#### [Available records]
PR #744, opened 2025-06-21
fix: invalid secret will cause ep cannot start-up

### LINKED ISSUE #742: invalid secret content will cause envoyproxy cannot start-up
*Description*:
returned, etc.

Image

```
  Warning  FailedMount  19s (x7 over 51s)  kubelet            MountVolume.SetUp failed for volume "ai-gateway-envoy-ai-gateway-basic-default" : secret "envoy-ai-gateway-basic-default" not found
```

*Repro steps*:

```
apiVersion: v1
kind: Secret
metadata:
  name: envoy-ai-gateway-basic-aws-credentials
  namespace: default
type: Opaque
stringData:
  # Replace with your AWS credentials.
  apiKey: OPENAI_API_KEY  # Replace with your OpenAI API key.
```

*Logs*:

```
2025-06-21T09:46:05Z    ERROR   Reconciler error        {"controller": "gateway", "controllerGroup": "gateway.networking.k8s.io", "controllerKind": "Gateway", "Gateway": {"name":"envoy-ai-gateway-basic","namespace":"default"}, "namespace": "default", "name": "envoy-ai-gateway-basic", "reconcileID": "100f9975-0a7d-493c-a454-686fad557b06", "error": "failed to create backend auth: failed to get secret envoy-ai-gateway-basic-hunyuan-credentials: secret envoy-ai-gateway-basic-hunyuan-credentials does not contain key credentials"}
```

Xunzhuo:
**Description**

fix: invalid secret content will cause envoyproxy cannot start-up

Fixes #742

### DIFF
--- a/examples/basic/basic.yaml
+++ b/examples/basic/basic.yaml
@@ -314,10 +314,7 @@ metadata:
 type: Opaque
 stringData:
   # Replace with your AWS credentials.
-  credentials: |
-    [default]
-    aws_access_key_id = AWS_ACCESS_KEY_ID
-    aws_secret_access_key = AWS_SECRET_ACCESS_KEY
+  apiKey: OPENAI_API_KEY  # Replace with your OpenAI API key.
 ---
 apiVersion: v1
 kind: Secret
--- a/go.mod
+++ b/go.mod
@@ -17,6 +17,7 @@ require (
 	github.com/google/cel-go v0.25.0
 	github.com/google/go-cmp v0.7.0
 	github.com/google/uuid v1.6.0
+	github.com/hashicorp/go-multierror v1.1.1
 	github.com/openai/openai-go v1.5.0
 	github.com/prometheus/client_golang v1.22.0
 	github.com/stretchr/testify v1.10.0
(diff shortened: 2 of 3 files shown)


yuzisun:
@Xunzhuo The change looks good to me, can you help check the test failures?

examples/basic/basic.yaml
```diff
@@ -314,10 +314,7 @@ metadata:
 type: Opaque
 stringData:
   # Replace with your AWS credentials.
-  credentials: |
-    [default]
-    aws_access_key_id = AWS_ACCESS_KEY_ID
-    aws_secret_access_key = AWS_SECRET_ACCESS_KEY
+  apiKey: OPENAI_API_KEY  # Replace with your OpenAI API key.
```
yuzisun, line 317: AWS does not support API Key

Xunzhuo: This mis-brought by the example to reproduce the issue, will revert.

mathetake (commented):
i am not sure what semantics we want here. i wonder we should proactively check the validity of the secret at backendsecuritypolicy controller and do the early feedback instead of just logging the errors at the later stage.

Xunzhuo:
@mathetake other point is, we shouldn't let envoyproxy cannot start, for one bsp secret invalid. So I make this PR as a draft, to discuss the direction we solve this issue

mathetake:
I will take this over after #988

#### [Action item]
Only a number should come back: the count of lines above that include "basic".

#### [Output]
6